### Task objective
Repeat the listing in full, word for word.

### Data segment
Issue #1075, opened 2024-05-14
Writing the coordination with openACC


Iximiel:
As I did with CUDA(#1028) and I tried to do with Arrayfire(#1049) and [pytorch](https://github.com/Iximiel/plumed2/tree/torchCoord/plugins/torchCoord), I tried to [rewrite](https://github.com/Iximiel/plumed2/tree/openACCcoord/plugins/openACCCoord) the COORDINATION cv with _openACC_ as accelerator.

### Response to this exercise
Issue #1075, opened 2024-05-14
Writing the coordination with openACC


Iximiel:
As I did with CUDA(#1028) and I tried to do with Arrayfire(#1049) and [pytorch](https://github.com/Iximiel/plumed2/tree/torchCoord/plugins/torchCoord), I tried to [rewrite](https://github.com/Iximiel/plumed2/tree/openACCcoord/plugins/openACCCoord) the COORDINATION cv with _openACC_ as accelerator.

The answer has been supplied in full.